2000 July Camp David Summit. Discussions between Israel and PLO aborted.
2000, Summer Senator Joseph Lieberman becomes the first Jewish-American to be nominated for a national office (Vice President of the United States) by a major political party (the Democratic Party).
2000 September 29 The al-Aqsa Intifada (Second Palestinian Intifada) begins.
2001 Election of Ariel Sharon as Israel's Prime Minister.
2001 Jewish Museum of Turkey is founded by Turkish Jewry
2004 Avram Hershko and Aaron Ciechanover of the Technion win the Nobel Prize in Chemistry. The Jewish Autonomous Oblast builds its first synagogue, Birobidzhan Synagogue, in accordance with halakha.
March 31, 2005 The Government of Israel officially recognizes the Bnei Menashe people of North-East India as one of the Ten Lost Tribes of Israel, opening the door for thousands of people to immigrate to Israel.

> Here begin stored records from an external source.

PR #202, opened 2024-05-05
Remove literal kinds

### LINKED ISSUE #138: Integer literals used for kind values
Following on from https://github.com/MetOffice/opsinputs/pull/133#discussion_r1033564552.

This applies to all types of variables, not just logicals.  Literal kind values (4, 8, etc) are not portable between implementations although in practice values of 4 and 8 corresponding to the number of bytes are very common.  More portable is to use named constants (parameters) that might be different for different compilers.  This can be done via cpp macros or selected_*_kind.  Also more recent standards have standard constants defined in the intrinsic module iso_fortran_env.

For example, OPS's implementation of this is here: https://www-nwp/~opsrc/OPS/view/ops-2022.01.1/doc/OpsMod_Kinds.html.  This contains a lot of legacy cruft.  Unless there is a problem with one of the compilers I would try just using iso_fortran_env constants.

DJDavies2:
Resolves #138.  I don't think there are any other cases.  c_int seems most consistent with everything else.

Test output:

http://fcm1/cylc-review/taskjobs/frwd?&suite=opsinputs-138

### DIFF
--- a/src/opsinputs/opsinputs_fill_mod.F90
+++ b/src/opsinputs/opsinputs_fill_mod.F90
@@ -1782,9 +1782,9 @@ character(len=*), intent(in)                       :: JediVarName
 character(len=*), intent(in)                       :: JediVarGroup
 
 ! Local declarations:
-integer(kind=4)                                    :: VarValue(JediToOpsLayoutMapping % NumJediObs)
-integer(kind=4)                                    :: CurrentVarValue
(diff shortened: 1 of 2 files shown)


mikecooke77 (approved):
Thanks for making this change

ctgh (approved):
Thanks, looks good!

2005 August The Government of Israel withdraws its military forces and Jewish settlers from the Gaza Strip.
2005 December Prime Minister Ariel Sharon falls into a coma; Deputy Premier Ehud Olmert takes over as Acting Prime Minister
2006 March Ehud Olmert leads the Kadima party to victory in Israeli elections, becomes Prime Minister of Israel.
2006 July-August. Second Lebanon War. A 34-day military conflict in Lebanon and northern Israel started on July 12.

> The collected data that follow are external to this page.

PR #203, opened 2024-05-05
AOCC support

DJDavies2:
This is some minimal changes for AOCC porting on EXZ.  Test output:

http://fcm1/cylc-review/taskjobs/frwd?&suite=opsinputs-201

### DIFF
--- a/deps/CMakeLists.txt
+++ b/deps/CMakeLists.txt
@@ -37,6 +37,12 @@ elseif ("${CMAKE_Fortran_COMPILER_ID}" MATCHES "Intel")
 ${CMAKE_Fortran_FLAGS}"
 #-Wp,-P \
   )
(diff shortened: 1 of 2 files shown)


mikecooke77 (approved):
Looks good thanks for adding.  Just for my own interest are the gnu settings portable between the old and new hpc?

ctgh (approved):

yaswant (approved):

DJDavies2:
> Looks good thanks for adding. Just for my own interest are the gnu settings portable between the old and new hpc?

I haven't needed to change them.  However I don't know whether they are optimal or not.

It would be better if compile options like these could be set outside of the source.  It isn't ideal to have to make code changes like this to tweak compile options.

2006, 26 January: Hamas, the radical Islamist and rejectionist party, wins the Palestinian elections.
2008, November 4, Israel violated the Israel-Hamas ceasefire.
2008, December 18, One day before the expiration of the Israel-Hamas ceasefire, Hamas confirmed the end of the ceasefire, and indicated its refusal to renew it absent an Israeli commitment to abide by its conditions. Palestinian rocket attacks on Israeli cities and towns resumed with Israel having fully sealed Gaza's borders since November 4 2008.
2008 December 27, Israeli armed forces (IDF) launch Operation Cast Lead with a wave of airstrikes on the Gaza Strip with the stated aim of stopping the rocket attacks from and arms smuggling into the territory. An Israeli ground invasion began on January 3, 2009. The war ended on January 18, 2009 when Israel declared a unilateral ceasefire, followed by Hamas' announcing a one-week ceasefire twelve hours later. Israel completed its withdrawal on January 21 2009. Between 1,166 and 1,417 Palestinians and 13 Israelis were killed, and tens of thousands of people were left homeless.
2009 March Benjamin Netanyahu becomes Prime Minister of Israel (also, continues as the Chairman of the Likud Party).